External control of optical excitations is key for manipulating light–matter coupling and is highly desirable for photonic technologies. Excitons in monolayer semiconductors emerged as a unique nanoscale platform in this context, offering strong light–matter coupling, spin–valley locking and exceptional tunability. Crucially, they allow electrical switching of their optical response due to efficient interactions of excitonic emitters with free charge carriers, forming new quasiparticles known as trions and Fermi polarons. However, there are major limitations to how fast the light emission of these states can be tuned, restricting the majority of applications to an essentially static regime. Here we demonstrate switching of excitonic light emitters in monolayer semiconductors on ultrafast picosecond time scales by applying short pulses in the terahertz spectral range following optical injection. The process is based on a rapid conversion of trions to excitons by absorption of terahertz photons inducing photodetachment.
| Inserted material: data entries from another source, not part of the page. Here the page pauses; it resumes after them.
PR #395, opened 2016-05-15
Bollywood filter

krackjax:
Would like for a way to find Indian movies by adding a Bollywood filter as a Genre


xaiki:
this pr is clearly not for us.

PR #114, opened 2022-06-16
Refactor internal dissipation as external addon damping module 

### LINKED ISSUE #112: Factor out internal dissipation as external addon dissipation module
**Is your feature request related to a problem? Please describe.**
Currently, the internal dissipation used to stabilize PyElastica simulations is a part of the Cosserat rod governing equations. This leads to the following 2 issues:
1. In over/critically damped cases, this can lead to a severe limitation on the timestep size, slowing down simulations.
2. Does not allow for a cleaner way to simulate an undamped rod, other than setting `nu = 0` and crunching the damping steps for no reason.

**Describe the solution you'd like**
Following discussion with @armantekinalp, the dissipation step can be factored out of the Cosserat rod equations, and treated analytically, resulting in an exponential damper dissipation module, which is 
1. Cleaner add-on module to undamped Cosserat rod.
2. Imposes no timestep restrictions on the simulator.
3. Allows for cleaner testing for other dissipation schemes (like filtering)

bhosale2:
Fixes #112 by providing an alternative add-on damping module (mixin class) for internal dissipation of Cosserat rods, with the following advantages:

1. Damping can be added as a Mixin class when it is needed for a rod, thus making damping modular.
2. The analytical version of the original internal damper `ExponentialDamper` is unconditionally stable, and removes any timestep restrictions coming in from damping.
3. With the incoming modularity, other damping models can be conveniently implemented.

Additionally, a `DeprecationWarning` is added when the damping constant is provided in the rod constructor (soon the option will be removed in the following release-0.4).

The examples will be refactored (with help from @armantekinalp), along with confirmation, that the dynamics of the individual cases stay the same:

- [x] axial stretching
- [x] binder stuff?
- [x] butterfly
- [x] continuum flagella
- [x] continuum snake
- [x] Experimental cases - parallel connection
- [x] flexible swinging pendulum
- [x] friction validation cases
- [x] helical buckling
- [x] joint cases
- [x] muscular flagella
- [x] muscular snake
- [x] restart example
- [x] rod-rod contact cases
- [x] rod self contact cases
- [x] timoshenko

@armantekinalp after finishing the confirmations, we should also check if we can raise timesteps in these cases.


elastica/dissipation.py
```diff
@@ -0,0 +1,117 @@
...
+]
+
+from typing import Type, Union
+import numpy as np
+from abc import ABC, abstractmethod
+from elastica.rod import RodBase
+from elastica.rigidbody import RigidBodyBase
+
+
+class DamperBase(ABC):
```
skim0119, line 14: @bhosale2 You sure ABC is the right one you wanna use here?

elastica/dissipation.py
```diff
@@ -0,0 +1,117 @@
...
+    All damper classes must inherit DamperBase class.
+
+
+        Attributes
+        ----------
+        system : RodBase or RigidBodyBase
+
+    """
+
+    _system: Union[Type[RodBase], Type[RigidBodyBase]]
```
skim0119, line 28: I think we should have separate typing alias in separate file. Could you maybe make `elastica/typing.py` and have `SystemType: Union[Type[RodBase], Type[RigidBodyBase]]`?

elastica/rod/factory_function.py
```diff
@@ -192,6 +192,18 @@ def allocate(
     mass[1:] += 0.5 * density * volume
 
     # Set dissipation constant or nu array
+    warnings.warn(
```
skim0119, line 195: Please use `logging` module instead of `warnings`. It will become more useful when we want to integrate with configuration modules, like `sacred`.

examples/AxialStretchingCase/axial_stretching.py
```diff
@@ -87,6 +88,16 @@ class StretchingBeamSimulator(BaseSystemCollection, Constraints, Forcing, CallBa
     EndpointForces, 0.0 * end_force, end_force, ramp_up_time=1e-2
 )
 
+# add damping
+damping_constant = 1.0
+dl = base_length / n_elem
+dt = 0.01 * dl
+stretch_sim.dampen(stretchable_rod).using(
+    ExponentialDamper,
```
skim0119, line 96: Open for discussion. Do we wanna use `Damper`? Wouldn't it have the potential to mislead what it is? For example, we can have external `damper` implemented as force, etc. This is more `internal` feature, I feel like.

skim0119 (changes requested):
I like the change, but we should be careful on how we define the terms: `dissipation` vs `damping`.  Can you include a page in the documentation?

elastica/dissipation.py
bhosale2: The idea here was to design the `damping` module the same way as `constraints`, where an abstract class with an abstract method `dampen_rates()` needs to be defined. @skim0119 if you feel I'm missing something here following the way things are done in `pyelastica` let me know. Or better please suggest the alternative you have in mind.

examples/AxialStretchingCase/axial_stretching.py
bhosale2: I don't believe that `damping` is an internal feature since the original Cosserat rod equations don't have this term. Rather just like forces/torques, it's an external to-be documented feature (available and visible to the users) that's added to the simulator to numerically `soften` or stabilize the simulations. Additionally, the presence of documentation, which will be added soon by @armantekinalp  and I will further avoid any potential confusion that may arise. Finally, the damper you are referring to can be appropriately named as `DampingForce` and added through the `Forcing` class, thus avoiding any potential clash/confusion with this module.

armantekinalp: I agree with @bhosale2 on this point. Cosserat Rod does not have damping internally build in so having it as a separate  module makes more sense. Also with documentation it will be more clear the details and how to use `damping` module.

bhosale2:
@armantekinalp here is the checklist for updating docs for this module:
 
- [ ] Update `index.rst` to reflect damping.
- [ ] Add `damping.rst` to `docs/api`.
- [ ] Update `workflow.md` in `docs/guide`.

armantekinalp:
I add the documentation for the new `dissipation` module. @bhosale2 and @skim0119 please go over. After the review I think PR is ready to merge.

docs/index.rst
```diff
@@ -53,6 +53,7 @@ If you are interested to contribute, please read `contribution-guide`_ first.
    
    api/rods
    api/rigidbody
+   api/damping
```
skim0119, line 56: `damping` below `time_steppers` maybe?

docs/requirements.txt
```diff
@@ -8,4 +8,5 @@ sphinx-autodoc-typehints
 myst-parser
 numpydoc
 docutils
+sphinx_rtd_theme
```
skim0119, line 11: why? we use book theme, right?

elastica/wrappers/damping.py
```diff
@@ -0,0 +1,156 @@
...
+        # Thus using lambda we iterate over the list of tuples and use rod number (x[0])
+        # to sort dampers.
+        self._dampers.sort(key=lambda x: x[0])
+
+    def _dampen_rates(self, time, *args, **kwargs):
+        for sys_id, damper in self._dampers:
+            damper.dampen_rates(self._systems[sys_id], time, *args, **kwargs)
+
+
+class _Damper:
```
skim0119, line 75: Rename to `_Damping`? Its suppose to be private class wrapper for `Damping`.

skim0119 (changes requested):
I'm still looking into the PR. Here is some minor requests to change.

skim0119:
Are we planning to include filtering as part of `dissipation.py`?

bhosale2:
@skim0119 yes that has been the plan from the start.

docs/index.rst
bhosale2: The reason for that is the Damping wrapper actually holds a list of the "dampers" initialized through the "_damper" class. Hence the naming. I'm not too stuck up on this and arman can change this if he feels like.

skim0119:
> @skim0119 yes that has been the plan from the start. 

Then I think we should give more proper name than 'dissipation', like 'magic.py' or 'accelerator.py' ;)

elastica/wrappers/damping.py
bhosale2: The reason for that is the Damping wrapper actually holds a list of the "dampers" initialized through the "_damper" class. Hence the naming. I'm not too stuck up on this and arman can change this if he feels like.

skim0119: Yeah, lets keep it consistent with other naming. Im looking into the code

bhosale2:
I think we want to publish it and make this feature available to everyone.

elastica/wrappers/damping.py
bhosale2: Okay, if this and the other changes are minor can you please take care of them?

docs/requirements.txt
armantekinalp: Documentation build was giving errors, that is why I included this? Are you sure this is not a related package we need?

armantekinalp:
I agree with @bhosale2 . This will benefit the community a lot and people should be able use this code sooner than later.

docs/requirements.txt
skim0119: I'll double check. It was removed with a reason.

bhosale2: I'm resolving this for now, since this is related to docs in general. We can do a quick fix later if needed.

elastica/wrappers/damping.py
armantekinalp: I think `_damper` make sense and consistent with other wrappers the for example `Forcing`. The main wrapper that calls all external force classes is called `Forcing` and individual external force objects are called `_ExtForceTorque` . Similarly we name wrapper that calls all `damper` classes as `Damping` and individual damper objects as `_Dampers`.

bhosale2:
@skim0119 please review it again with a fresh mind (one-shot preferable) and let's merge this soon since this will greatly benefit the users.

skim0119 (approved):
LGTM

Monitoring time-resolved emission dynamics in optical-pump/terahertz-push experiments, we achieve the required resonance conditions as well as demonstrate tunability of the process with delay time and terahertz pulse power. Our results introduce a versatile experimental tool for fundamental research of light-emitting excitations of composite Bose–Fermi mixtures and open up pathways towards technological developments of new types of nanophotonic device based on atomically thin materials.